Terobosan Medis: Heimlich Maneuver–prosedur anti-tersedak–ditemukan pada tahun 1970-an, menggunakan udara yang terperangkap di paru-paru orang dan memberikan tekanan pada bagian punggung yang tersedak untuk membantu mengeluarkan objek yang menghalangi jalan napas mereka. Metode yang dilakukan oleh Dr. Heimlich disetujui oleh American Medical Association sebagai pertolongan pertama bagi orang yang tersedak kemudian diadopsi juga oleh American Red Cross and American Heart Association sebagai salah satu metode CPR (Cardiopulmonary Resusication). Dia juga adalah orang Amerika pertama yang melakukan gastric tube operation.
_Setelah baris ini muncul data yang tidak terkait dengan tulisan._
PR #528, opened 2026-02-12
feat/claude code oauth

biosed:
- **feat: add Claude Code CLI OAuth login and Anthropic API proxy**
- **fix: improve OAuth token refresh and provider matching**
- **Adding claude oauth linux support**

PR #1333, opened 2026-02-28
feat: add Claude Code subscription provider (OAuth)

us:


waldyrious:
How does this relate to #528?

PR #1336, opened 2026-02-28
feat: truncate tool results sent to LLM in current turn

coldxiangyu163:
## Problem

Tool results are only truncated when saving to session files (`_TOOL_RESULT_MAX_CHARS=500`), but sent to the LLM **untruncated** in the current turn. A single `web_fetch` can inject 50,000+ chars, and multiple tool calls in one turn can easily push context to 100K+ chars — wasting significant tokens.

## Solution

Add truncation in `ContextBuilder.add_tool_result()` with a default cap of **16,000 chars** per tool result. This is the point where tool results enter the LLM context, so it's the most effective place to control token usage.

- Default limit: `TOOL_RESULT_MAX_CHARS = 16_000` (class-level, easy to override)
- Per-call override via `max_chars` parameter
- Appends `\n... (truncated)` when truncation occurs
- Zero impact on session persistence (which has its own separate truncation)

## Impact

- **Token savings**: 30,000+ tokens per turn in heavy tool-use scenarios (web_fetch, GitHub API, etc.)
- **No functional regression**: 16K chars is sufficient for the LLM to extract meaningful information
- **Backward compatible**: existing callers work unchanged, new `max_chars` param is optional

## Tests

All 98 existing tests pass.

### DIFF
--- a/nanobot/agent/context.py
+++ b/nanobot/agent/context.py
@@ -137,11 +137,19 @@ Reply directly with text for conversations. Only use the 'message' tool to send 
             return text
         return images + [{"type": "text", "text": text}]
     
+    # Default cap for tool results sent to the LLM in the current turn.
+    # Keeps context lean without losing useful information.
+    TOOL_RESULT_MAX_CHARS = 16_000
+
     def add_tool_result(
         self, messages: list[dict[str, Any]],
         tool_call_id: str, tool_name: str, result: str,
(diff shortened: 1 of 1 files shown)


coldxiangyu163:
Closing — 被 #1506（按 tool 类型智能截断）取代，#1506 是更完整的方案。

Issue #1302, opened 2026-02-27
per-session working directory isolation


dmahurin:
Currently Nanobot uses a single shared workspace directory and registers file-system tools globally, so multiple chat sessions share the same working directory. When different sessions work on unrelated artifacts (e.g., one writes code, another writes a book), files created by one session appear in the other's working directory and can cause confusion, accidental edits, or incorrect tool behavior.

Expected behavior:

Ideally, each chat session would get an isolated working directory by default, so files created in one session are not visible to other sessions. File-system tools (open/read/write/list/delete) would operate within the session's working directory.

chengyongru:
Thanks for raising this issue. I think it highlights an important architectural question about Nanobot's design philosophy.

From my perspective, Nanobot is designed as a **personal assistant** rather than a coding-specific agent. As a personal assistant, it should maintain comprehensive memory of its owner's information across conversations and contexts. For single-user deployments like mine (running as a systemd service for personal use), strict per-session workspace isolation would actually be detrimental—it prevents knowledge accumulation and cross-context learning.

I believe the real pain point here is **task context isolation**, not session isolation. Even within a single session, multiple unrelated tasks can interfere with each other. For example:

- Morning: Work on a Python coding project → creates `main.py`
- Afternoon: Write a book chapter → creates `main.md` (potential naming conflict or confusion)

This problem exists **even with only one session**.

Instead of per-session isolation, I'm proposing a **project-based workspace organization** approach:

```bash
/project create my-coding-task    # Create project with isolated workspace
/project ls                        # List all projects
/project switch my-book-writing    # Switch to another project
/project close                     # Consolidate project findings to global memory
```

**Key Design Principles:**

1. **Explicit Task Boundaries**: Users explicitly declare when a new "project/task" starts (no need for LLM to guess task boundaries)

2. **Isolated Workspace**: Each project gets its own subdirectory (`workspace/projects/{project_name}/`) for file operations

3. **Shared Global Memory**: Projects can read from the global workspace, and when a project is closed, its valuable findings are automatically consolidated into the global `MEMORY.md` via the existing consolidate mechanism

4. **Preserve Global Context**: The personal assistant maintains its "brain" across projects, while keeping individual project files organized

Penemu yang ciptaannya termasuk katup pembuangan dada Heimlich dan sistem pengiriman oksigen portabel, MicroTrach. Kontroversi yang dihasilkannya adalah dengan penelitian yang ia mulai pada tahun 1980, Dr Heimlich percaya bahwa induksi demam malaria yang tinggi dapat merangsang tubuh untuk melawan kanker dan neurosifilis. Dia juga mengusulkan, dalam surat yang diterbitkan di New England Journal of Medicine, bahwa malarioterapi digunakan untuk mengobati Penyakit Lyme. Dalam sebuah penelitian yang dilakukan di China dan diterbitkan pada tahun 1997, ia mencari cara untuk menentukan apakah pasien HIV yang menjalani malarioterapi mengalami perubahan imunologi yang menguntungkan tanpa komplikasi iatrogenik. Dalam laporan tahun 1990, Pusat Pengendalian dan Pencegahan Penyakit (Centers for Disease Control and Prevention / CDC) mengutuk "praktek usang" Malariotherapy, mengutip masalah seperti tidak adanya penelitian terkontrol, respons yang tidak dapat diprediksi terhadap pengobatan, dan durasi remisi penyakit yang bervariasi. Dalam artikel New York Times yang terbit tahun 2003, Dr. Peter Lurie, seorang dokter kesehatan masyarakat dan mantan peneliti AIDS menggambarkan penggunaan Heimlich pada subjek manusia untuk menguji teorinya yang berkaitan dengan malarioterapi sebagai hal yang sangat keterlaluan. Dalam artikel yang sama, Dr. Mark Siegler, yang pada waktu itu menjabat sebagai Direktur Pusat Etika Medis Klinis di Rumah Sakit Universitas Chicago, berkomentar bahwa "menyuntik pasien dengan penyakit berbahaya untuk melawan penyakit lain sangat tidak bisa ditoleransi."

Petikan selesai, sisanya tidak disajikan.